# Bootsliegeplätze an Maasseen



## Alas (17. April 2006)

Hallo zusammen,

die Maas-Seen kenne ich zwar bisher nur von Badeausflügen her, aber ich habe keine Zweifel, dass diese ein Spitzen-Angelgewässer sind. 
Nachdem ich in den letzten fünf Jahren nur selten Zeit zum Angeln gefunden habe, würde ich jetzt gerne endlich regelmäßig angeln gehen und dabei bieten sich die Maasplassen (neben dem Rhein) für jemanden, der in Köln wohnt, geradezu an. Und wenn ich an die großen Wasserflächen bei Roermond denke, denke ich auch gleich an ein Boot. 

 Der Gedanke ans Angelboot ist bei mir aber mit ein paar Problemen behaftet. Problem Nr. 1 ist, dass ich gar kein Boot habe. Dieses Problem scheint aber lösbar zu sein, denn Boote gibt es ja zu kaufen. Problematischer wird es bei mir aber mit der Aufbewahrung und dem Transport des Bootes. Für einen Bootstrailer fehlt mir ein Stellplatz und für den Transport fehlt meinem Ford-Ka eine Anhängerkupplung (und ein paar PS glaube ich).

 Also würde für mich entweder ein kleines Schlauchboot in Frage kommen oder ein fester Boots-Liegeplatz.
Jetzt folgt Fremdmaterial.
PR #1706, opened 2026-08-12
feat(normalize): recognise inversions post hoc over blocks and runs of pieces

### LINKED ISSUE #1575: normalize: an authored inv is repartitioned into members including a delins, which inversion-vs-two-delins-76-83 decided against
## An authored `inv` is repartitioned into members that include a `delins`

`rulings[inversion-vs-two-delins-76-83]` is `decided`, and it decided this shape:

> `inversion.md:5` governs: a whole-block reverse complement is one `inv` when the members it competes with are `delins`, since `general.md:56` ranks substitution but not `delins`. #1230's substitution case is untouched and still splits

After #1484 widened the sequence-derived axis gate to `c.`/`n.`/`r.`, **25 authored inversions on `NM_004006.2` are repartitioned into member sets that contain a `delins`** — the members the ruling says lose to the whole-block `inv`.

## Measurement

Swept `NM_004006.2:c.{start}_{start+len-1}inv` for every `start` in `101, 108, …, 2999` and every `len` in `{4, 6, 8, 12, 16}` — 2,075 rows, against the prepared reference. 155 repartition, and they fall into three shapes:

| members | rows | against the ruling |
|---|---|---|
| substitutions only | 87 | consistent — the #1230 case it says still splits |
| an `inv` core with flanking substitutions | 43 | not addressed |
| **include a `delins`** | **25** | **the shape `inversion.md:5` is recorded as governing** |

All 25:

Über das Internet habe ich jetzt versucht, mich über die Liegeplätze an den Maasseen schlau zu machen und habe mir die Internetseiten der verschiedenen Yachthäfen angeschaut. Dort sind die Angebote aber eben auf Yachten und nicht auf kleine Angelboote ausgerichtet. Ich habe nur wenige Angebote gefunden, deren Mindestgebühren unter 400€ pro Jahr liegen, dazu kommen dann aber noch Nebenkosten wie bspw. Parkgebühren fürs Auto.

 Ist dies das normale Preisniveau für Liegeplätze an den Maasseen oder gibt es vielleicht auch günstigere Anbieter? Mein Boot soll ja nur um die 4m lang sein. Vielleicht kann mir ja jemand Tipps hierzu geben. Schon mal Vielen Dank dafür!


----------



## krauthi (17. April 2006)

*AW: Bootsliegeplätze an Maasseen*

hallo Alas

erst mal herzlich willkommen im board und zu deinem endschluss dich für ein boot zu entscheiden 

das mit einem liegeplatz ist von hafen zu hafen unterschiedlich von den preisen her 
mit 400 € liegst du eigendlich schon ziemlich günstig da es andere liegeplätze gibt die wesendlich teurer sind 

günstig für deine zwecke wird de koeweide in wessem sein und stevenswert ist auch noch in der preisklasse 

schau dich da mal um manchmal findet man auch dort direkt ein passendes boot mit liegeplatz


viel glück bei deiner suche und wenn du was genaueres haben solltest dan melde dich mal zu meinen bootstreffen in roermond an da lernt man sich mal näher kennen und kan auch ratschläge geben 



gruß Krauthi


----------



## Alas (18. April 2006)

*AW: Bootsliegeplätze an Maasseen*

Vielen Dank für die Ratschläge. 
Ich werde demnächst mal hinfahren, vielleicht habe ich ja Glück.

Ursprünglich hatte ich ja gehofft, dass es an den Maasseen auch günstige Steegplätze für Kleinstboote gibt, dass man vielleicht sogar sein Boot bei einem Bauern auf die Kuhweide abstellen könnte, um es dann per Hand ins Wasser zu schieben. 
Aber sowas habe ich dort eigentlich nicht gesehen, es scheint ja wirklich alles auf die Yachthäfen hinauszulaufen, bei denen man halt Yacht-Preise bezahlen muss. 

Bis zu Euerem Bootstreffen im September werde ich aber bestimmt eine Lösung gefunden haben.


----------



## Lachsy (18. April 2006)

*AW: Bootsliegeplätze an Maasseen*

Alas, wenn du nicht gerade am schönsten hafen liegen möchtes, frag mal bei De weert nach. Ist ein kleiner hafen von einem Campingplatz. Liegt am Nordplassen, von da biste schnell auf der Maas wie auch in den plaasen drin

mfg Lachsy


----------